The president of Turkey's International Relations Council believes that the positive agenda between Athens and Ankara can pave the way to resolve the difficult differences between them, but he appears pessimistic about EU-Turkey rapprochement.

The cooperation between Greece and Turkey based on the positive agenda of low politics can in the long run pave the way to resolve the difficult differences between the two countries, Mustafa Aydin, president of the International Relations Council of Turkey, (UIK) believes in his interview in "NEWS". 

Aydin, whom we met in Brussels, on one of his many visits around Europe where he promotes his country's issues, appears pessimistic about the EU-Turkey rapprochement. 

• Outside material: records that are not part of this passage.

PR #35206, opened 2024-01-09
Increase Scaling Group Timeouts to match the FinSpace API.

hiranimd:
### Description
Increasing the Timeout for Create and Update Scaling Group Operations to match the FinSpace API in order to support customer use-cases.


jar-b (approved):
LGTM 🎉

"I am one of the coordinators of the Greek-Turkish Forum and we try to support the positive agenda between the two countries. The two governments are working on issues that will probably be announced at the high-level meeting (Supreme Cooperation Council) in Thessaloniki in December.

There are already around twenty ideas that have been agreed upon by both sides in areas such as natural disaster management in the Aegean. When a disaster occurs the two countries cooperate but there is no permanent mechanism.

In dealing with fires, cooperation in archaeological activities, in the participation of civil society, in educational programs, where possible joint programs will be announced. In the commercial sector there is discussion to set a specific target for increasing trade between the two countries.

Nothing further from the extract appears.